Artigo dominical

O barco
Dom Pedro José Conti, Bispo de Macapá

Dois turistas, que estavam acampados na beira de uma lagoa, decidiram atravessar o lago para fazer uma visita ao boteco do lado oposto. Ficaram por lá boa parte da noite tomando umas e mais umas. Finalmente o bar fechou e eles foram obrigados a voltar para casa. Cambaleando, demoraram a encontrar o seu barquinho e, mais ainda, para   sentarem-se nele. Pegaram nos remos e começaram a remar com força. Depois de duas horas, perceberam que ainda não tinham chegado.

– Não deveríamos ter alcançado o outro lado? – perguntou um deles ao amigo.

– Certamente – respondeu o segundo – mas talvez não remamos com a devida energia. Duplicaram os esforços por mais uma hora. Estavam exaustos, mas somente quando o dia começou a clarear perceberam que não tinham saído do lugar. Tinham esquecido de desamarrar a corda que segurava o barquinho ao trapiche.

Sem dúvida uma lei é como um caminho bem traçado pelo qual é possível avançar seguros. No entanto ela pode transformar-se numa corrente ou numa “corda” que nos prende e que nos impede de sair do lugar. Jesus, no evangelho deste domingo, diz-nos que não veio para abolir a Lei antiga, mas para dar sentido e pleno cumprimento a ela. Com efeito, uma lei mal entendida ou cumprida ao pé da letra pode nos deixar com a consciência tranquila, mas pode também nos afastar do seu próprio objetivo. Pelos próprios evangelhos aprendemos que Jesus muitas vezes agiu com extrema liberdade a respeito da Lei e, por isso, foi criticado e condenado. Para ele, tinha algo de mais precioso que a mera observância de uma norma: a vida e o amor ao irmão sofredor ou pecador que fosse. O Deus Pai que Jesus veio nos revelar não era nem um fiscal e nem um juiz. Não era um Deus para poucos escolhidos, perfeitos e imaculados. Agora sabemos que Ele é, em primeiríssimo lugar, amor misericordioso, feliz por perdoar e alegre por acolher os caídos à beira das estradas da vida. O Deus, Pai de Jesus e Pai nosso, é um Deus consolador, bondoso e compassivo. Para entender isso precisamos nos libertar das amarras de uma Lei fria, sem coração, uma Lei que mata em lugar de dar vida. À Lei antiga faltava mesmo o cumprimento que Jesus trouxe e que resume a própria Lei e os Profetas: o novo mandamento do amor.

Somente assim entendemos que não basta “não matar” o irmão. Jesus nos pede de respeitá-lo, de não cultivar raiva ou rancor. Com efeito, o ódio faz que “matemos” o irmão com o pensamento, que o condenemos com o nosso julgamento, que o apaguemos de nossa vida com o desprezo. Para nós é como se não existisse mais, é como se estivesse morto.

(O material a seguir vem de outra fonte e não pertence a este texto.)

PR #141, opened 2024-08-19
137 add a league standing page

internette:
Tables now show with ranking and sorted

### Screenshots
image

## Confirm

/assign me


app/archive/amazing-race-35/league-standing/page.tsx
```diff
@@ -1,18 +1,20 @@
...
+import { generateContestantRoundScores } from '../../../generators/contestantRoundScoreGenerator'
+import LeagueStandingTable from '../../../components/leagueStandingTable/leagueStandingTable';
 
 export default async function LeagueStanding() {
 
     const dataFetcher = getWikipediaContestantDataFetcher(WIKI_API_URL, "Cast")
-    const contestantScoresComponent = await generateContestantRoundScoreComponent(dataFetcher, CONTESTANT_LEAGUE_DATA)
-
+    const contestantScoresData = await generateContestantRoundScores(dataFetcher, CONTESTANT_LEAGUE_DATA);
+    const contestantScores = contestantScoresData.rounds[contestantScoresData.rounds.length-1].contestantRoundData;
```
jjm3x3, line 11: fft: Is there not a better way of doing this in javascript in 2024?
Like what about with `.slice()`
```suggestion
    const contestantScores = contestantScoresData.rounds.slice(-1)[0].contestantRoundData;
```
or maybe even `.at`
```suggestion
    const contestantScores = contestantScoresData.rounds.at(-1).contestantRoundData;
```
Not exactly sure if either of those have drawbacks, besides just being fresh syntax.

jjm3x3: Also just putting this out there, but this might be a good time to start talking about back-end vs front-end and how to do better templating. I was trying to put as much of this logic in that generator (even including the components) so that the pages are as simple between leagues making the copy and paste job as minimal as possible. Obviously part of that problem is copy and paste, so that obviously has it's own solution. But the other part is if we only want to display the most recent results perhaps it is worth considering if the generator could take that as an argument or an option. WDYT?

app/active/big-brother-26/league-standing/page.tsx
```diff
@@ -0,0 +1,24 @@
+import { WIKI_API_URL } from '../../../leagueConfiguration/BigBrother_26'
+import { CONTESTANT_LEAGUE_DATA } from '../../../leagueData/BigBrother_26'
+import { getWikipediaContestantDataFetcher } from '../../../utils/wikiFetch'
+import { getCompetingEntityList } from "../../../utils/wikiQuery"
+import generateListOfContestantRoundLists from '../../../generators/contestantRoundListGenerator'
+import LeagueStandingTable from '../../../components/leagueStandingTable/leagueStandingTable';
+
+export default async function LeagueStanding() {
+    const dataFetcher = getWikipediaContestantDataFetcher(WIKI_API_URL, "HouseGuests")
+    const contestantScoresData = await generateListOfContestantRoundLists(dataFetcher, CONTESTANT_LEAGUE_DATA, getCompetingEntityList)
```
jjm3x3, line 10: How come we don't use `generateContestantRoundScores`?

jjm3x3 (commented):
Just working through this bit by bit.

app/active/big-brother-26/league-standing/page.tsx
internette: because of the requirement of `team`.  I figured I'll refactor in the follow up ticket when I refactor all of that crazy logic

app/archive/amazing-race-35/league-standing/page.tsx
internette: I agree. There's a bit of overall cleanup we should do. I think after user accounts, we should take the time to refactor and clean up

jjm3x3: Ok, but what about my first suggestions?

app/active/big-brother-26/league-standing/page.tsx
internette: Resolved in a cleanup. Marking as resolved due to the outdated nature of the code

app/components/leagueStandingTable/leagueStandingTable.tsx
```diff
@@ -0,0 +1,37 @@
...
+    type rowState = any[];
+    const tableColNames: rowState = ["Rank", "Name", "Score"];
+    const tableRows: rowState = [];
+    const tableData = {
+        colsNames: tableColNames,
+        rows: tableRows
+    }
+
+    contestantsScores.forEach((contestantData:any) =>{
+        const { content: { props }} = contestantData;
```
jjm3x3, line 18: I think you will find that if you use `generateContestantRoundScores` you wouldn't need to do this

jjm3x3 (commented):
Basically done w/ the review, LMK if you wanna talk about any of these things in more detail.

app/components/leagueStandingTable/leagueStandingTable.tsx
jjm3x3: Sorry, I couldn't stop thinking about this and I wanted to expand on this a bit. Looking a tad deeper, I was realizing what has been done in here to date and technically there are two "functions" called `generateContestantRoundScores` so that would certainly make anyone confused at this suggestion. Moreover they kind of do different things 😅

Também não devemos praticar um culto somente exterior. Não adianta apresentar uma oferenda bonita a Deus, se o nosso coração está cheio de pensamentos e projetos de vingança. Para que a nossa oferta seja agradável a Deus precisamos ter o coração em paz, precisamos estar reconciliados com os irmãos. Separar as práticas religiosas da nossa vida e dos nossos pensamentos significa esvaziar o culto, e deixar Deus fora da realidade torna inútil a fé. A nossa oração ganha o coração de Deus quando sabemos perdoar e aceitamos ser perdoados.

A fidelidade matrimonial também não pode ser mera fachada. Parar garantir isso precisa vigiar até sobre os próprios olhares e desejos. O amor conjugal deve ser alimentado todo dia pela honestidade e pela confiança recíproca. Quando não é mais motivado e mantido pelo amor, o matrimônio se torna realmente uma prisão insuportável e a convivência uma tortura. Se queremos sustentar a alegria da família, precisamos ter a coragem de cortar relações duvidosas, vícios perigosos e interesses escusos. É o tesouro do amor que sempre deve ser defendido.

A verdade deve resplandecer por si mesma, sem juramentos e inúteis palavreados. Para entrar no reino do céus, é necessário algo mais que a obediência a uma lei: é necessária a criatividade do amor. Muitas “cordas” ainda devem ser cortadas para sair do impasse do nosso comodismo disfarçado de obediência.